La Cancillería en Roma citó al representante argentino para reprocharle la oferta de la deuda desoyendo a los bonistas italianos. Victorio Taccetti retrucó recordando que el gobierno de Berlusconi había defendido los intereses del FMI antes que el de los bonistas.

 Por Claudio Zlotnik

La pelea mediática entre Italia y la Argentina por el canje de la deuda alcanzó ayer un pico de tensión. Fue cuando el embajador argentino en Roma, Victorio Taccetti, reprochó al gobierno de Silvio Berlusconi haber priorizado que la Argentina le pague al Fondo antes que a los bonistas de su país. “En el peor momento de la crisis, Argentina pagó 10.000 millones de dólares al FMI. Si esos fondos se hubieran destinado a la gente más comprometida, hoy la situación sería distinta. Pero el gobierno italiano, a través de sus representantes en el FMI, decidió darle prioridad al Fondo”, afirmó Taccetti. Y concluyó: “Estamos en momentos de una crisis en las relaciones bilaterales”. El endurecimiento del discurso del lado argentino se produjo al día siguiente de que el embajador fue convocado por la Cancillería italiana para escuchar el enojo de esa administración por la oferta anunciada por Roberto Lavagna. Los previsibles chispazos en Europa contrastaron con la calma en Buenos Aires, donde la adhesión de los inversores minoristas sorprendió a los propios financistas. Anteayer hubo aceptaciones de los más chicos por 500 millones de dólares, y ayer también se notó un buen ritmo de ingresos.

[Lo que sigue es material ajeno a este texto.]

PR #4651, opened 2022-09-01
[EXPLORER] Fix zombie window created by CTRL+ALT+DEL

KRosUser:
Fix for :
JIRA issue: [CORE-18258](https://jira.reactos.org/browse/CORE-18258)

Based on patch by [I_Kill_Bugs](https://jira.reactos.org/secure/ViewProfile.jspa?name=I_Kill_Bugs) validated by @HBelusca as a suitable solution

### DIFF
--- a/base/shell/explorer/traywnd.cpp
+++ b/base/shell/explorer/traywnd.cpp
@@ -2110,7 +2110,7 @@ ChangePos:
 
     BOOL STDMETHODCALLTYPE IsSpecialHWND(IN HWND hWnd)
     {
-        return (m_hWnd == hWnd ||
+        return (m_hWnd == hWnd || hWnd == GetDesktopWindow() ||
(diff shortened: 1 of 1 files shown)


learn-more:
@HBelusca I don't understand why `m_DesktopWnd` does not catch this case, and I don't have the time to investigate that so I won't be reviewing this.

KRosUser:
> @HBelusca I don't understand why `m_DesktopWnd` does not catch this case, and I don't have the time to investigate that so I won't be reviewing this.

This precise question was discussed between @HBelusca and I_Kill_Bugs here : https://jira.reactos.org/browse/CORE-18258?focusedCommentId=134027&page=com.atlassian.jira.plugin.system.issuetabpanels%3Acomment-tabpanel#comment-134027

En la city calculan que, en el mercado local, el canje ya tuvo una aceptación por unos 18.000 millones de dólares, el 22 por ciento del total. Este monto subirá en las próximas horas: si bien contempla los 16.000 millones en papeles que acercaron las AFJP y las compañías de seguro y los 2000 millones de los pequeños ahorristas y de algunos bancos, lo cierto es que aún falta la incorporación de otros institucionales.

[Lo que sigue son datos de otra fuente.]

PR #4653, opened 2022-09-02
[USER32] Fix CascadeWindows()

KRosUser:
## Purpose

- Current implementation of CascadeWindows is broken, the sequence of Z-Order is not correct when finally rendered

JIRA issue: [CORE-18343](https://jira.reactos.org/browse/CORE-18343)

## Proposed changes

- The root cause is about the use of NtUserEndDeferWindowPosEx(hDWP, TRUE) which does an ASYNC processing of the defered positionning. 

## Before

image

## After

TBD

### DIFF
--- a/win32ss/user/user32/windows/mdi.c
+++ b/win32ss/user/user32/windows/mdi.c
@@ -2386,7 +2386,7 @@ TileWindows(HWND hwndParent, UINT wFlags, LPCRECT lpRect,
         ++ret;
     }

Hay bancos que aún no finalizaron los trámites burocráticos para entregar sus viejos títulos, en especial aquellos que precisan la venia del Central porque adeudan redescuentos. Algunos extranjeros aguardaban el visto bueno de sus casas matrices para volcarse por los bonos en pesos. Mientras los gerentes locales creen que esos títulos tienen mayor potencial, desde el exterior prefieren los bonos en dólares.

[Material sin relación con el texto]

PR #4656, opened 2022-09-02
[RAPPS] Fix view mode error management

KRosUser:
## Purpose

When unable to change view mode, current design :
- show an error message
- but switch the view mode indication to the mode that just failed

Expected design would be to revert the view mode to the last mode that was successfully activated.

JIRA issue: [CORE-17274](https://jira.reactos.org/browse/CORE-17274)

Error message proposed to be localized as it may be required even after tiled mode gets implements (eg : SetViewMode may fail for whatever reason)


learn-more:
You are still localizing a workaround for a bug, which makes no sense.
A better approach would be to fix the real bug.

De la operación siguen afuera también los fondos comunes de inversión que ya adelantaron su aceptación pero les dieron tiempo a sus clientes hasta fin de mes para rechazar la propuesta. Entre todos los institucionales reúnen 25 por ciento de la deuda en default. En la city destacaban el rápido ingreso de los pequeños ahorristas locales. La adhesión del lunes duplicó la del primer día y la marca de ayer habría igualado esa buena performance, comentaron operadores a Página/12.
Distinta es la situación con los bonistas extranjeros. Un informe del banco estadounidense JP Morgan le otorga un éxito menor a este tramo. La “tasa de participación factible” en Italia alcanzaría al 45 por ciento y en Alemania al 55. Las cosas irían mejor en Suiza (75%) ya que se supone que allí se encuentran las cuentas de los argentinos que fugaron capitales. Un escenario similar se plantea en Estados Unidos, donde la adhesión treparía al 70 por ciento. Ese mercado está repartido entre los grandes fondos de inversión y los argentinos que fugaron ahorros. En sus conclusiones, el JP Morgan estableció que el canje tendría una aceptación total del 68 por ciento, y se otorga un margen de error en más o menos cuatro puntos.
Los formularios con la aceptación de los fondos estadounidenses recién llegarían en las últimas horas de la operación. Como no tienen ningún incentivo especial para presentarse enseguida prefieren retener los bonos hasta último momento: especulan que en caso de surgir turbulencias en los mercados podrían vender esos títulos y contar con liquidez. En cambio, si aceptaran ahora estarían obligados a inmovilizarlos.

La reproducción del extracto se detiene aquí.